[[ Provided entries, beginning ]]

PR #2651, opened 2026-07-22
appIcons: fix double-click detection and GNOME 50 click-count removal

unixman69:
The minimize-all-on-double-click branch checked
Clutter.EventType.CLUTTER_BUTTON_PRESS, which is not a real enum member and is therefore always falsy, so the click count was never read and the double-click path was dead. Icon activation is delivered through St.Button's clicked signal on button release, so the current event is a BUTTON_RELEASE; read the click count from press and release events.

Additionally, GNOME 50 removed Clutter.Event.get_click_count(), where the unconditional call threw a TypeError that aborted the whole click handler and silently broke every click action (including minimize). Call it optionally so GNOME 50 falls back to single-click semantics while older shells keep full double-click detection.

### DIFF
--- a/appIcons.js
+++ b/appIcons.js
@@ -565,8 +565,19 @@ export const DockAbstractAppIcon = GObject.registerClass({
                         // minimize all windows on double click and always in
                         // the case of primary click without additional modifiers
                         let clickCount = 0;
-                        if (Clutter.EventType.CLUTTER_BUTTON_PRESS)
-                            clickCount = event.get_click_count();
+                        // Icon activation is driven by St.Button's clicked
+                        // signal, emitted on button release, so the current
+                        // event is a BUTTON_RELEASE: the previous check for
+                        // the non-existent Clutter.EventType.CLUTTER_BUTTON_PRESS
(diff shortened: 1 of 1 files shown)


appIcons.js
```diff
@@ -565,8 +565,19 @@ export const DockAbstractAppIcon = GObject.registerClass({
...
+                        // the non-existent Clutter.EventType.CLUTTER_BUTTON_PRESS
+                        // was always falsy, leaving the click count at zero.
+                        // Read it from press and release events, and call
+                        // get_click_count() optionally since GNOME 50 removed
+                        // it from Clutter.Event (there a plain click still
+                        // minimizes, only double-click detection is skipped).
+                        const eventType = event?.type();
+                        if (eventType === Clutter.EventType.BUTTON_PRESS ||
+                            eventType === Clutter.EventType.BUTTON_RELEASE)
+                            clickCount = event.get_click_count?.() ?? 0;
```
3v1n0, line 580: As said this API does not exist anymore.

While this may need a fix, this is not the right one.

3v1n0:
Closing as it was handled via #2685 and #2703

[[ Provided entries, end ]]

▶ _Task to complete_: Show every line in the records above that contains the word "call".

▶ _Problem solution_:
Additionally, GNOME 50 removed Clutter.Event.get_click_count(), where the unconditional call threw a TypeError that aborted the whole click handler and silently broke every click action (including minimize). Call it optionally so GNOME 50 falls back to single-click semantics while older shells keep full double-click detection.
+                        // Read it from press and release events, and call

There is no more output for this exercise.